= Beginning of Section =
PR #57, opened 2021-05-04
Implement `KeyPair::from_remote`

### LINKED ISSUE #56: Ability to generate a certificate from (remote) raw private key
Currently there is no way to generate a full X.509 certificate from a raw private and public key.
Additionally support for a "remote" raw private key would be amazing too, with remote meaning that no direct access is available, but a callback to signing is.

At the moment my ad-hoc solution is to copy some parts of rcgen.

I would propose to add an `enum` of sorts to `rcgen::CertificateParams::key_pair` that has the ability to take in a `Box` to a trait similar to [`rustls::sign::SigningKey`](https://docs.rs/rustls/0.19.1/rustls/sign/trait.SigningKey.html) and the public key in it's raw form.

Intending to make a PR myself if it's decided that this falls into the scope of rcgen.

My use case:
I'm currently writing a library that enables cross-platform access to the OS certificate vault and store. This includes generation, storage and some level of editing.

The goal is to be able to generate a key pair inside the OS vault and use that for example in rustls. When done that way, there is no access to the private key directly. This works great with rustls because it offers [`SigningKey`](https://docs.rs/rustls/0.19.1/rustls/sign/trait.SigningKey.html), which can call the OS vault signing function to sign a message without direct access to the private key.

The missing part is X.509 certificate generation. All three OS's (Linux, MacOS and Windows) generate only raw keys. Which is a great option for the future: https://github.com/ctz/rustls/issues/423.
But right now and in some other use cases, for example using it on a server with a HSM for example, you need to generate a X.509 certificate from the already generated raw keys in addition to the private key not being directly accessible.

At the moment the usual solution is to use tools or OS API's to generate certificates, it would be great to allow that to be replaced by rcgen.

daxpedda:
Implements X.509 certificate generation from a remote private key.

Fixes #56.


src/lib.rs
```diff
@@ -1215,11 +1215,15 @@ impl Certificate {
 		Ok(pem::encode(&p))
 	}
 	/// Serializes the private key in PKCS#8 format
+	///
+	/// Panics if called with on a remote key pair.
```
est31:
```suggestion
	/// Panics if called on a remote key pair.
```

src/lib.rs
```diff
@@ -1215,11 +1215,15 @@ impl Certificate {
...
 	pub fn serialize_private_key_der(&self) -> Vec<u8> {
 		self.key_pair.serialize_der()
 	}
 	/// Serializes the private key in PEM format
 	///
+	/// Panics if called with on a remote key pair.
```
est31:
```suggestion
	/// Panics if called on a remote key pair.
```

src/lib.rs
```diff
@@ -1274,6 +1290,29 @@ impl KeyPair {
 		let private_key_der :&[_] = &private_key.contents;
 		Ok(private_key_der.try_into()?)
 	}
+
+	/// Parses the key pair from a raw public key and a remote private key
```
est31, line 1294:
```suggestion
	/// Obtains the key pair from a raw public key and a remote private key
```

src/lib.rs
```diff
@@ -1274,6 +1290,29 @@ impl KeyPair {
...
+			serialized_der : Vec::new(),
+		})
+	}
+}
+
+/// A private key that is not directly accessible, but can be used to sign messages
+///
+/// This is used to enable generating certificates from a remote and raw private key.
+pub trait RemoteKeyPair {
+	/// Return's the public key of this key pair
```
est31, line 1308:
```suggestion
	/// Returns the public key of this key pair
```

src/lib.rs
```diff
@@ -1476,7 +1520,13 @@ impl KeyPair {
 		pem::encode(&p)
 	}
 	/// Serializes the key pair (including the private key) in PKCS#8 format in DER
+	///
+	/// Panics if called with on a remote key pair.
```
= End of Section =
= Beginning of Section =
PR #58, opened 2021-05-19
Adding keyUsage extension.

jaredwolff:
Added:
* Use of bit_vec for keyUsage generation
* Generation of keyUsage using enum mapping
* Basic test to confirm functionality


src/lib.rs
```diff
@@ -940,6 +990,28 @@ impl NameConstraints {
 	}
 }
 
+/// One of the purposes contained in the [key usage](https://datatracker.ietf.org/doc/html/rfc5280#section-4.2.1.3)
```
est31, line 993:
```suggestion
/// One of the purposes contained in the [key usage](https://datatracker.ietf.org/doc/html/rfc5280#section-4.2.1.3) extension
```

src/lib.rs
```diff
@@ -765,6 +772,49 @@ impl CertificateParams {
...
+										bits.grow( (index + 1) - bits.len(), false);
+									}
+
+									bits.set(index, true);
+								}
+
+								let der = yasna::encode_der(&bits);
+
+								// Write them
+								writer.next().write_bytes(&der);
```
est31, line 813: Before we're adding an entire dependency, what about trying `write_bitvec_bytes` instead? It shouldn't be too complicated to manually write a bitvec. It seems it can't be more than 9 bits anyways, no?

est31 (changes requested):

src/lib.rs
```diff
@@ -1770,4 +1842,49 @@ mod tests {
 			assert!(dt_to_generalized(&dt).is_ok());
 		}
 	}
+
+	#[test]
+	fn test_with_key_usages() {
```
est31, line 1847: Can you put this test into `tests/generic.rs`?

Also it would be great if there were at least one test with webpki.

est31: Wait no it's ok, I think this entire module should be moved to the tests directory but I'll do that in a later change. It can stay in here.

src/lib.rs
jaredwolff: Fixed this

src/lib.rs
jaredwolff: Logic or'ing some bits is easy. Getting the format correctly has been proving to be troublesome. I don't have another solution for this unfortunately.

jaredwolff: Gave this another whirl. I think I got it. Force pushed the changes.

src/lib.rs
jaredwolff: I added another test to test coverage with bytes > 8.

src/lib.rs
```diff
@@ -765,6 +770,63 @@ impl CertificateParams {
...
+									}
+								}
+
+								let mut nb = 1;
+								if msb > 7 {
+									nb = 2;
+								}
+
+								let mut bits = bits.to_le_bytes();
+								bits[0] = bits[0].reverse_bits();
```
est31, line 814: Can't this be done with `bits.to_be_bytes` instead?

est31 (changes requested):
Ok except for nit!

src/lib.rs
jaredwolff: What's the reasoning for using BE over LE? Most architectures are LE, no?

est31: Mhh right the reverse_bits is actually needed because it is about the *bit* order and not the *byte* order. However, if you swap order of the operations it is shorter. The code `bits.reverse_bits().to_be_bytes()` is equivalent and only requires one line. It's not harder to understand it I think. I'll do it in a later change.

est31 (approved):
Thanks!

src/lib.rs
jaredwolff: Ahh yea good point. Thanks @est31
= End of Section =
-- What to work on --
What belongs in the answer is each line of the data that has the word "CertificateParams".

-- Response to this exercise --
I would propose to add an `enum` of sorts to `rcgen::CertificateParams::key_pair` that has the ability to take in a `Box` to a trait similar to [`rustls::sign::SigningKey`](https://docs.rs/rustls/0.19.1/rustls/sign/trait.SigningKey.html) and the public key in it's raw form.
@@ -765,6 +772,49 @@ impl CertificateParams {
@@ -765,6 +770,63 @@ impl CertificateParams {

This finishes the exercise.